The newspapers are full of reports on Chief Minister’s visit to the Infrastructure and Transport Project sites in Bombay yesterday.
Yours truly plays a small miniscule role in the these projects. And while she is neither quoted nor even visible to the most observant eye in the reports that were flashed out, she remains passionate about roads and infrastructure.
We were part of the Chief Minister’s long tail of ‘other cars’ yesterday. As consultants, nobody really cares about you, and you sort of hop and skip on your two feet hoping somebody will finally figure out a way to make politicians understand the importance of roads! And then you have the media who take the politically correct stand and don’t understand the I of Infrastructure. They ask the vaguest of questions, make arbitrary statements, and attempt investigative journalism. No offense to anyone in the media, but they know the ‘correct’ statements to make, but not necessarily the rational ones, and further, they don’t really read up on anything to understand the issues of urban centres, especially industrial belts.
So yesterday, we were part of the train of cars that drove along the Jogeshwari Vikhroli Link Road. This is a flyover that is along the expressway. It’s coming along pretty well. Notice the height and the build of the pillars. Very different from the standard Bombay construction.
Next let me show you a picture of a demolition site. Now, contrary to popular opinion these people are not asked to live on the streets. There are transit camps, and then they are resettled in flats.

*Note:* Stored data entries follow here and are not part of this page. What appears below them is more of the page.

PR #376, opened 2025-06-04
APPS-1692 Improve backup metrics

korotkov-aerospike:


README.md
```diff
@@ -270,18 +270,65 @@ following application metrics:
...
+| `aerospike_backup_service_incremental_failure_total`        | Counter   | Incremental backup failure counter (Deprecated, use `aerospike_backup_service_backup_events_total`)              |                        |
+| `aerospike_backup_service_duration_millis`                  | Counter   | Full backup duration in milliseconds (Deprecated, use `aerospike_backup_service_backup_duration_seconds`)        |                        |
+| `aerospike_backup_service_incremental_duration_millis`      | Counter   | Incremental backup duration in milliseconds (Deprecated, use `aerospike_backup_service_backup_duration_seconds`) |                        |
+| `aerospike_backup_service_backup_progress_pct`              | Gauge     | Progress of backup processes in percentage                                                                       | routine, type          |
+| `aerospike_backup_service_restore_progress_pct`             | Gauge     | Progress of restore processes in percentage                                                                      | job_id                 |
```
sunilvirus: We should revisit this aerospike_backup_service_restore_progress_pct. Especially, with the jobid that will be random. Prometheus does not like metrics which has too many unique labels (high-cardinality). We should consider this removing this altogether and allow only the rest api to query the status of an ongoing restore.

README.md
```diff
@@ -270,18 +270,65 @@ following application metrics:
...
+| `aerospike_backup_service_backup_events_total`              | Counter   | Backup service job events by routine, type, and outcome                                                          | routine, type, outcome |
+| `aerospike_backup_service_backup_duration_seconds`          | Histogram | Duration of backups by routine and type (in seconds)                                                             | routine, type          |
```
sunilvirus: This is a good one.

README.md
```diff
@@ -270,18 +270,65 @@ following application metrics:
...
+| `aerospike_backup_service_failure_total`                    | Counter   | Full backup failure counter (Deprecated, use `aerospike_backup_service_backup_events_total`)                     |                        |
+| `aerospike_backup_service_incremental_failure_total`        | Counter   | Incremental backup failure counter (Deprecated, use `aerospike_backup_service_backup_events_total`)              |                        |
+| `aerospike_backup_service_duration_millis`                  | Counter   | Full backup duration in milliseconds (Deprecated, use `aerospike_backup_service_backup_duration_seconds`)        |                        |
+| `aerospike_backup_service_incremental_duration_millis`      | Counter   | Incremental backup duration in milliseconds (Deprecated, use `aerospike_backup_service_backup_duration_seconds`) |                        |
+| `aerospike_backup_service_backup_progress_pct`              | Gauge     | Progress of backup processes in percentage                                                                       | routine, type          |
```
sunilvirus, line 295: In the docs, we should tell what are the possible values of type & outcome will be. i.e (full, incremental) & (success, fail, retry, skip). Give some examples also with outcome in your examples section.

README.md
```diff
@@ -270,18 +270,65 @@ following application metrics:
...
+| `aerospike_backup_service_restore_progress_pct`             | Gauge     | Progress of restore processes in percentage                                                                      | job_id                 |
+| `aerospike_backup_service_backup_events_total`              | Counter   | Backup service job events by routine, type, and outcome                                                          | routine, type, outcome |
+| `aerospike_backup_service_backup_duration_seconds`          | Histogram | Duration of backups by routine and type (in seconds)                                                             | routine, type          |
+| `aerospike_backup_service_last_successful_backup_timestamp` | Gauge     | Unix timestamp of the last successful backup per routine                                                         | routine                |
```
sunilvirus, line 299: Few more metrics that come to my mind as a user. Please discuss with @reugn too and make a final decision. 
1. How many recs were backed up in the ongoing/last run (labels : routine, type)
2.How many bytes were backed up in the ongoing/last run (labels : routine, type) 
3. Duration of ongoing/last backup. (labels : routine, type) 
4. How many backups are retained (based on our retention policy) (labels : routine, type)
5. How many backups routines are running currently. Can I derive this from aerospike_backup_service_backup_progress_pct ? sum of all routines with 1 <= pct < 100 ? If a backup fails after 50%, do we reset this counter to 0 ? 
6. How many total scans on aerospike are ongoing from ABS (will be a nice thing to alert on) (label: Aerospike-cluster)

On the cloud storage side...
1. Number of retries to the cloud storage (label: storage). This happens occasionally. Right ?
2. Number of write flushes to the cloud storage (after our record grouping)
3. Histogram of cloud write (in ms). I think this will be very useful especially to troubleshoot issues when cloud storage is the bottleneck. 
4. Any other cloud storage metrics you can think of ?

korotkov-aerospike:
@sunilvirus @reugn I had impletemented all review comments, except the last one (the biggest)
will do it in separate ticket.

reugn (approved):

pkg/service/prometheus.go
```diff
@@ -67,12 +67,45 @@ var (
 		[]string{"routine", "type"},
 	)
 	// A gauge metrics for restore processes.
-	restoreProgress = prometheus.NewGaugeVec(
+	restoreInProgress = prometheus.NewGauge(
 		prometheus.GaugeOpts{
 			Name: "aerospike_backup_service_restore_progress_pct",
```
sunilvirus, line 72: @korotkov-aerospike I see that you changed the behaviour to not have per restore-job info but only count of ongoing restore jobs. That is good. But the name is still aerospike_backup_service_restore_progress_pct. The name is misleading as it says pct (percentage). We should rename the metrics also to something like aerospike_backup_service_restore_in_progress or aerospike_backup_service_restore_active

korotkov-aerospike: right, sorry, I renamed variable but forgot the name. Will fix it.

PR #382, opened 2025-06-09
APPS-1654 Add more robust storage retry strategy

korotkov-aerospike:


pkg/model/config_default.go
```diff
@@ -70,3 +70,15 @@ var defaultConfig = struct {
 		},
 	},
 }
+
+var StorageRetryPolicy = struct {
```
reugn, line 76: Document the purpose of this policy variable.

reugn (approved):

PR #388, opened 2025-06-22
APPS-1766 Fix counter for incremental backup

korotkov-aerospike:


korotkov-aerospike:
Also, I added 2 small fixes from other PRs.

pkg/service/backup_routine_orchestrator.go
```diff
@@ -208,7 +208,7 @@ func (h *BackupRoutineOrchestrator) runIncrementalBackup(ctx context.Context, no
 		observeBackupEvent(h.routineName, jobTypeIncremental, BackupOutcomeFailure, duration)
 		h.logger.Error("Incremental backup failed", slog.Any("error", err))
 	} else {
-		observeBackupEvent(h.routineName, jobTypeIncremental, BackupOutcomeFailure, duration)
+		observeBackupEvent(h.routineName, jobTypeIncremental, BackupOutcomeSuccess, duration)
```
reugn, line 211: Is there any test to validate the metric?

pkg/service/prometheus.go
```diff
@@ -66,10 +66,10 @@ var (
 		},
 		[]string{"routine", "type"},
 	)
-	// A gauge metrics for restore processes.
+	// A gauge metric for restore processes.
```
reugn: Same thing for the previous metric.

korotkov-aerospike: the previous is an array, so plural

reugn (approved):

PR #315, opened 2017-06-01
Fix player dying on starting new game

Allofich:
Looks like I shouldn't have changed the thing. I didn't test my changes in the last PR on starting a new character. This PR should fix it.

If you look properly at the snap you’ll notice most of the tenements that are demolished are of poor construction quality and are on these tracts of land without legal right. Further, there is another reason for their demolition. They stand in the Corridor of Impact for Infrastructure projects. You don’t demolish them, you can’t build!
And this is where people have been resettled and rehabilitated. Needless to say, yesterday there was a mela in this area. But the construction quality is extremely good in most of the sites. We do have issues of maintenance coming up, but they’re focusing on training members of cooperative housing societies to deal with those issues.
More photographs and insights later. Early in the morning, before setting off for the field, this is all I can handle!
So long, and thanks for all the err… whatever!